Please provide the examples of well-run black-run countries.  Very interested in this, are they only struggling because the ethnocentric europeans are holding them down bro?

----------


## jmdrake

> The media slobbers on black politicians.  
> 
> How many times has the media exposed corrupt black urban mayors?  They gave Obama passes consistently.  
> 
> Few Americans know how terrible Idi Amin or Mugabe were.
> 
> Any 60 minutes specials on Mugabe destroying and killing tons of whites in Rhodesia?  Maybe one time.  You're the one spewing bs, but it's not surprising a black man would defend Mandela


If you think that Mugabe has been anything but vilianized by the mainstream media than you're just full of $#@! and not worth listening too.  And as for your play of the race card, I don't think Ender, Zippy or Dannno are black.  The stormfart forums are calling your name.

----------


## dannno

> Please provide the examples of well-run black-run countries.  Very interested in this, are they only struggling because the ethnocentric europeans are holding them down bro?


*Whoosh*

----------


## jmdrake

> Please provide the examples of well-run black-run countries.  Very interested in this, are they only struggling because the ethnocentric europeans are holding them down bro?


Yep.  Stormfarter alert.  The Bahamian economy is doing quite nicely thank you very much.  In fact if you go to the Heritage Foundation Economic Freedom Index, Mauritius, the Bahamas, St Lucia and Botswana all fall in the "mostly free" category right along with Canada and the United States.

----------


## schiffheadbaby

> If you think that Mugabe has been anything but vilianized by the mainstream media than you're just full of $#@! and not worth listening too.  And as for your play of the race card, I don't think Ender, Zippy or Dannno are black.  The stormfart forums are calling your name.


How routinely is Mugabe discussed relative to "the evil Portuguese held back the Angolans" rhetoric

----------


## dannno

> I don't think Ender, Zippy or Dannno are black.


Scandi here.

----------


## FrankRep

> Yep.  Stormfarter alert.  The Bahamian economy is doing quite nicely thank you very much.  Better than the U.S. actually.


Who's the Monarch of The Bahamas?


Oh Yeah,  Queen Elizabeth II 




The *monarchy of the Bahamas* is a system of government in which a hereditary monarch is the sovereign and head of state of the Commonwealth of The Bahamas.

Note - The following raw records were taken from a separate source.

PR #178, opened 2022-07-11
Dev.fix single mappings

dhdaines:
Various problems with defining mappings in the way that they are defined, for instance, on Aidan's blog: https://blog.mothertongues.org/g2p-advanced-mappings/

It should also be possible just to define a single mapping in a file, not a list, which works here as well.

Test coverage is inadequate, I'll get to that in a bit...


dhdaines:
Oh fuck it, I fucked up with Git again.  Closing this to do it right from scratch because I have no goddamn clue how to rebase things "comme du monde"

The current monarch is Queen Elizabeth II, who has reigned since the country became independent on 10 July 1973. The Bahamas share the Sovereign with a number of Commonwealth realms. The Queen does not personally reside in the islands, and most of her constitutional roles are therefore delegated to her representative in the country, the Governor-General of the Bahamas. Royal succession is governed by the English Act of Settlement of 1701, which is part of constitutional law.

----------


## schiffheadbaby

> Who's the Monarch of The Bahamas?
> 
> 
> Oh Yeah,  Queen Elizabeth II 
> 
> 
> 
> 
> The *monarchy of the Bahamas* is a system of government in which a hereditary monarch is the sovereign and head of state of the Commonwealth of The Bahamas. The current monarch is Queen Elizabeth II, who has reigned since the country became independent on 10 July 1973. The Bahamas share the Sovereign with a number of Commonwealth realms. The Queen does not personally reside in the islands, and most of her constitutional roles are therefore delegated to her representative in the country, the Governor-General of the Bahamas. Royal succession is governed by the English Act of Settlement of 1701, which is part of constitutional law.


It is amazing how poorly run these countries are.  I suppose it is all the fault of the French from the 17th century.

----------


## amy31416

Boy, when it comes to certain countries, some folks around here become the most rabid interventionists--using that same wretched hypocritical "argument" that Ayn Rand used in regards to the Palestinians.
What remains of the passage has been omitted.